Taylor said:
The only thing on the page you linked to is :
Do you have any links to the real story and the movie? I'd be interested in reading more about it but all I'm finding is information on the movie. I'd like to see exactly how the police failed her against a violent spouse.
1985 - Thurman vs. Torrington. Tracy Thurman wins a case against Connecticut police for failing to protect her from husband’s violence when he brutally beat her and slashed her throat in front of the police, she sued the city and the police department for failing to protect her. Suit leads to CT’s passage of mandatory arrest law. The City of Torrington was notified of the "repeated threats of violence," Thurman, 595 F. Supp. at 1525, threats of death and maiming, made against Tracy Thurman by her husband Charles. The City did nothing. Then he nearly killed her by stabbing her with a knife and left her a paraplegic for life. The City was found guilty of violating her rights to equal protection of the laws and she was awarded 2.3 million dollars.
Thurman v. City of Torrington
Tracy Thurman case
Cry For Help
Fight For Justice
Nineteen years ago, a woman named Tracey Thurman was nearly beaten to death in Torrington, Connecticut, before the police came to her aid. Though Thurman had reported her estranged husband's threats and harassment to the police repeatedly for over a year, it wasn't until she called in utter desperation, fearing for her life, that the police responded. They sent only one officer, however, who arrived 25 minutes after the call was placed, pulled up across the street from Thurman's house, and sat in his car while Thurman's husband chased her across the yard, slashed her with a knife, stabbed her in the neck, knocked her to the ground, and then stabbed her 12 more times.

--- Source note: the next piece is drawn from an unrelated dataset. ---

PR #1967, opened 2017-03-01
Changed some places scalarCompare into stringCompare

edogrigqv2:
I was glimpsing through the code and noticed a small mistake.


hvacengi:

Permanently disfigured, Tracey Thurman brought what became a landmark case to the Supreme Court, which found that the city police had violated her 14th Amendment right to "equal protection of the laws" and awarded her $2.3 million in compensatory damages. Almost immediately, the State of Connecticut adopted a new, comprehensive domestic-violence law calling for the arrest of assaultive spouses. In the year after the measure took effect, the number of arrests for domestic assault increased 92 percent, from 12,400 to 23,830.